Las circunstancias hicieron que, fuera su heredero, el encargado llegado el momento, de administrar ese plan tan previsivo, cuyo único objetivo no es otro que mantenerse en el poder, reinando sobre las ruinas.

Sin embargo, muy a pesar de lo adelantada que está la revolución bolivariana en temas de violación de derechos humanos, intimidación de los medios de comunicación y persecución de líderes de oposición, hemos visto ésta semana como Caracas aún goza de gran apoyo diplomático en la región.

Poco parece importarle, a la OEA, UNSAUR y el CELAC que la desastrosa gestión de Maduro se haya convertido en tema de actualidad para la opinión internacional. Esto nos sirve para recordar que el régimen de Maduro si bien no ha perdido a todos sus aliados, hace rato perdió toda medida, toda consideración y parece no tener límites.

En apenas un año en el poder, son demasiados los crímenes incitados por Maduro, lo cual hace que, el ya ilegítimo, tenga ahora las manos manchadas de sangre.

Huir hacia delante es una práctica recurrente en el régimen de Maduro, táctica ésta que coloca una vez más a la comunidad internacional en una situación comprometida. Al tiempo que, resulta preocupante, que ni los demócratas venezolanos, ni sus líderes, ante la gravedad de lo que está ocurriendo en Venezuela, ocupen espacio alguno, ni sean motivo de atención por esa misma comunidad internacional.

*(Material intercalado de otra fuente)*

PR #4608, opened 2024-04-30
Consistent reads mitigation

wojtek-t:
Ref #2340

/cc @serathius @deads2k

### DIFF
--- a/keps/sig-api-machinery/2340-Consistent-reads-from-cache/README.md
+++ b/keps/sig-api-machinery/2340-Consistent-reads-from-cache/README.md
@@ -253,6 +253,33 @@ Since falling back to etcd won't work, we should fail the requests and rely on
 rate limiting to prevent cascading failure.  I.e. `Retry-After` HTTP header (for
 well-behaved clients) and [Priority and Fairness](https://github.com/kubernetes/enhancements/blob/master/keps/sig-api-machinery/20190228-priority-and-fairness.md).
 
+In order to mitigate such problems, let's present how the system currently works
+in different cases.
+
+| ResourceVersion | ResourceVersionMatch | Continuation      | Limit         | etcd implementation                     | watchcache implementation                          |
+|-----------------|----------------------|-------------------|---------------|-----------------------------------------|----------------------------------------------------|
+| _unset_         | _unset_              | _unset_           | _unset_ / _N_ | Quorum read request                     | Delegated to etcd                                  |
+| _unset_         | _unset_              | _token_           | _unset_ / _N_ | Read request from RV encoded in _token_ | Delegated to etcd                                  |
+| _unset_         | _Exact_              | _unset_ / _token_ | _unset_ / _N_ | Fails [validation]                      | Fails [validation]                                 |
+| _unset_         | _NotOlderThan_       | _unset_           | _unset_ / _N_ | Quorum read request                     | Delegated to etcd                                  |
+| _unset_         | _NotOlderThan_       | _token_           | _unset_ / _N_ | Fails [validation]                      | Fails [validation]                                 |
+| _0_             | _unset_              | _unset_           | _unset_ / _N_ | Quorum read request                     | List from cache ignoring _limit_                   |
+| _0_             | _unset_              | _token_           | _unset_ / _N_ | Quorum read request                     | Delegated to etcd                                  |
+| _0_             | _Exact_              | _unset_ / _token_ | _unset_ / _N_ | Fails [validation]                      | Fails [validation]                                 |
+| _0_             | _NotOlderThan_       | _unset_           | _unset_ / _N_ | Quorum read request                     | List from cache ignoring _limit_                   |
+| _0_             | _NotOlderThan_       | _token_           | _unset_ / _N_ | Read request from RV encoded in _token_ | Delegated to etcd                                  |
+| _RV_            | _unset_              | _unset_           | _unset_       | Quorum read request                     | Wait for cache synced to _RV_+ and list from cache |
+| _RV_            | _unset_              | _unset_           | _N_           | Read request from RV=_RV_               | Delegated to etcd                                  |
+| _RV_            | _unset_              | _token_           | _unset_ / _N_ | Read request from RV encoded in _token_ | Delegated to etcd                                  |
+| _RV_            | _Exact_              | _unset_           | _unset_ / _N_ | Read request from RV=_RV_               | Delegated to etcd                                  |
+| _RV_            | _Exact_              | _token_           | _unset_ / _N_ | Fails [validation]                      | Fails [validation]                                 |
+| _RV_            | _NotOlderThan_       | _unset_           | _unset_       | Quorum read request + check for _RV_    | Wait for cache synced to _RV_+ and list from cache |
+| _RV_            | _NotOlderThan_       | _unset_           | _N_           | Quorum read request + check for _RV_    | Delegated to etcd                                  |
+| _RV_            | _NotOlderThan_       | _token_           | _unset_/ _N_  | Fails [validation]                      | Fails [validation]                                 |
+
+[validation]: https://github.com/kubernetes/kubernetes/blob/release-1.30/staging/src/k8s.io/apimachinery/pkg/apis/meta/internalversion/validation/validation.go#L28
+[etcd resolution]: https://github.com/kubernetes/kubernetes/blob/release-1.30/staging/src/k8s.io/apiserver/pkg/storage/etcd3/store.go#L589-L627
+
 For such situations we will provide users with following tools:
 * a dedicated `apiserver_watch_cache_read_wait` metric to detect a problem with
   watch cache.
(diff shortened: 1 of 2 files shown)


keps/sig-api-machinery/2340-Consistent-reads-from-cache/README.md
```diff
@@ -253,6 +253,34 @@ Since falling back to etcd won't work, we should fail the requests and rely on
...
+case will change how watchcache implementation will be handling the request.
+
+| ResourceVersion | ResourceVersionMatch | Continuation      | Limit         | etcd implementation                     | watchcache implementation                          | changed  |
+|-----------------|----------------------|-------------------|---------------|-----------------------------------------|----------------------------------------------------|----------|
+| _unset_         | _unset_              | _unset_           | _unset_ / _N_ | Quorum read request                     | Delegated to etcd                                  | Yes      |
+| _unset_         | _unset_              | _token_           | _unset_ / _N_ | Read request from RV encoded in _token_ | Delegated to etcd                                  |          |
+| _unset_         | _Exact_              | _unset_ / _token_ | _unset_ / _N_ | Fails [validation]                      | Fails [validation]                                 |          |
+| _unset_         | _NotOlderThan_       | _unset_           | _unset_ / _N_ | Quorum read request                     | Delegated to etcd                                  | Yes      |
```
deads2k, line 265: So this one of the rows in question.  after this kep, this request will be handled by the watch cache.

The question then becomes how does a user request `unset, NotOlderThan, unset, unset` from etcd.  

One proposal is that in order to request `ResourceVersionMatch=NotOlderThan` served from etcd, the user should request `ResourceVersionMatch=Exact` instead.  Thus `unset, NotOlderThan, unset, unset` becomes `unset, Exact, unset, unset`.

Another proposal is to have the user specify another option and indicate `ServeFromEtcd` or `ServeFromWatchCache`.  Thus to request request `ResourceVersionMatch=NotOlderThan` served from etcd, an additional parameter is added `unset, NotOlderThan, unset, unset, ServeFromEtcd`.

I see key decision points as
1. Is secondary authorization for `ServeFromEtcd` necessary? 
2. Is there value in separately selecting `ServeFromEtcd` or `ServeFromWatchCache` for every combination of options?
3. Is it easier to expand the set of allowable tuples for ResourceVersionMatch than adding a new option?  Consider both clients and servers.
4. Does choosing an obfuscated name for `ServeFromEtcd` make the usage of said option less likely?
5. Does adding a new option provide clearer semantics

My current thoughts:
1. I think past-Wojtek argued convincingly for this to be necessary.
2. I think there is value in doing this for all watch-cache back APIs, so List, Get, and Watch. And I think keeping the "do this" aspect of the query consistent and changing only the `ServerFromX` option.
3. I don't think the ResourceVersionMatch is notably easier server-side.  It doesn't achieve any secondary authorization benefit (or if it did, would be more complex).  Client-side I think it's harder to explain.  I'm not even sure that `unset, NotOlderThan, unset, unset`  is the same as `unset, Exact, unset, unset` or if it would mean something different.  Naively I would expect it to mean something different.
4. I don't think dissuading by naming oddly is effective
5. I do think that adding a new option provides clearer semantics due to the ability to universally apply to all requests and exact parity with all other options.  So questions about "does unset mean the same as Exact here?" and "does NotOlderThan mean unset here?".

keps/sig-api-machinery/2340-Consistent-reads-from-cache/README.md
```diff
@@ -253,6 +253,34 @@ Since falling back to etcd won't work, we should fail the requests and rely on
...
+| _RV_            | _Exact_              | _token_           | _unset_ / _N_ | Fails [validation]                      | Fails [validation]                                 |          |
+| _RV_            | _NotOlderThan_       | _unset_           | _unset_       | Quorum read request + check for _RV_    | Wait for cache synced to _RV_+ and list from cache |          |
+| _RV_            | _NotOlderThan_       | _unset_           | _N_           | Quorum read request + check for _RV_    | Delegated to etcd                                  | Deferred |
+| _RV_            | _NotOlderThan_       | _token_           | _unset_/ _N_  | Fails [validation]                      | Fails [validation]                                 |          |
+
+[validation]: https://github.com/kubernetes/kubernetes/blob/release-1.30/staging/src/k8s.io/apimachinery/pkg/apis/meta/internalversion/validation/validation.go#L28
+[etcd resolution]: https://github.com/kubernetes/kubernetes/blob/release-1.30/staging/src/k8s.io/apiserver/pkg/storage/etcd3/store.go#L589-L627
+
```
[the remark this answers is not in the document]
liggitt: wouldn't we would continue to look for ways to shift _more_ rows in the table with "Delegated to etcd" to be able to be fulfilled via the cache in the future?

I don't think using `RVM=Exact` only in combinations that currently fail validation as the only way to signal bypassing the cache actually lets us debug / troubleshoot watch cache behavior for all the rows that we're changing now, or will likely change in the future.

keps/sig-api-machinery/2340-Consistent-reads-from-cache/README.md
liggitt: My thoughts on two of those questions:

1. I agree *some* check that limits explicitly bypassing the cache is needed.
2. Since the reason for the explicit "bypass cache" option is to detect / debug / troubleshoot watch cache behavior, keeping all other options identical and changing only the "bypass cache" option is the only way I see to effectively do that. Otherwise, we don't have the ability to debug / troubleshoot watch cache behavior that only manifests for the `ResourceVersionMatch=NotOlderThan` case, for example.

wojtek-t (commented):
I also propagated table for watch requests.

wojtek-t:
@p0lyn0mial @serathius

serathius:
I largely agree with @wojtek-t. After further consideration, I don't think a dedicated "SkipCache" API option is necessary in this scenario. We shouldn't view watchcache as a traditional database cache like memcache or varnish. Skipping cache for debugging purposes is suitable for periodically refreshed and invalidated caches to identify stale data. It operates under the expectation of consistent results. However, in distributed systems, it's normal to receive different results from concurrent read requests.

In distributed systems like etcd, two concurrent read requests can target different instances, leading to different pathing and arbitrary network delays, allowing for interleaved transactions and reordering. The only way to determine their "real" execution order is by checking the revision returned by etcd. Responses from two different reads should only match when they have the same revision. However, even in medium-sized clusters, there's enough traffic that two concurrent consistent read requests will often return different revisions. To better understand that I recommend reading   https://jepsen.io/consistency/models/linearizable

The only way to debug watch cache corruption is to verify if the cached data matches the data in etcd. If you want to use the K8s API for this, the only way is to make two requests that share the same ResourceVersion (RV). This means the correct flow to compare watchcache state to etcd state is:

1. Make a request without an RV (which will be served from the watch cache).
2. Follow it with a request that includes the exact RV from the first request and uses ResourceVersionMatch=Exact. (which is served from etcd)

p0lyn0mial:
My view on this case is that instead of adding a new list option that allows bypassing the cache, we should better test the feature before enabling it globally.

Mainly, my concern is that today, when the feature `ConsistentListFromCache` is enabled (or any other), it becomes available to all clients simultaneously. In my opinion, we should have a graduation mechanism and initially enable the feature for a specific client, a client with some attribute, or for a percentage of traffic coming to the server. Subsequently, we should gradually increase the number of clients or the percentage of traffic directed to the server until finally enabling the feature for all clients.

Additionally, as @serathius mentioned, we should (especially in CI) have a mechanism for detecting inconsistencies in data by comparing data returned from the cache and directly from etcd. For that we could use the [data_consistency_detector](https://github.com/kubernetes/kubernetes/blob/e798b9c269627a10291f36a88b4fa13f034ab57f/staging/src/k8s.io/client-go/tools/cache/reflector_data_consistency_detector.go) by issuing two request to the server.

deads2k:
Thank you @wojtek-t and @serathius for taking the time to put together the list, describe the potential debugging flows, and answer questions live.  I think I've reached where you are: *we should not create a new option for bypassing the watch cache.*

While it seems congruent to add a parameter for "bypass watch cache" and it could be useful if the watch cache is misbehaving, such an option is not useful for debugging answers from the watch cache.  This is because the wache cache cannot support `Exact` and etcd cannot support `NotOlderThan` and that prevents any congruent etcd and watch cache access.

This means that the only debugging flow available is make a watch cache request and then use the existing option `RV 	Exact 	unset 	unset`.  I like the idea of making this an opt-in self-check available in our client as referenced above.
> Additionally, as @serathius mentioned, we should (especially in CI) have a mechanism for detecting inconsistencies in data by comparing data returned from the cache and directly from etcd. For that we could use the [data_consistency_detector](https://github.com/kubernetes/kubernetes/blob/e798b9c269627a10291f36a88b4fa13f034ab57f/staging/src/k8s.io/client-go/tools/cache/reflector_data_consistency_detector.go) by issuing two request to the server.

wojtek-t:
@deads2k - I updated the PR to reflect our discussion today, PTAL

Para colmo, han vuelto los aires de guerra fría, un clima en el que parece acomodarse muy bien la política exterior de Maduro. La manera como Caracas se inmiscuyó en el affaire Snowden, fue una clara muestra de querer jugar, el papel de provocador, en la escena mundial que ahora vive una suerte de remake de la guerra fría, con lo que ocurre en Crimea. De igual forma los múltiples acuerdos entre Venezuela e Irán y el apoyo a Bachar en Siria, colocan al régimen venezolano del lado que Cuba ha querido y en el que La Habana siempre ha estado desde que los Castro tomaron el poder.

Mientras el jurista Obama se enfrenta al KGBista Putin. Solo un milagro haría que Venezuela salga bien parada de ésta equívoca incursión en éste nuevo y nada prometedor giro de la escena internacional.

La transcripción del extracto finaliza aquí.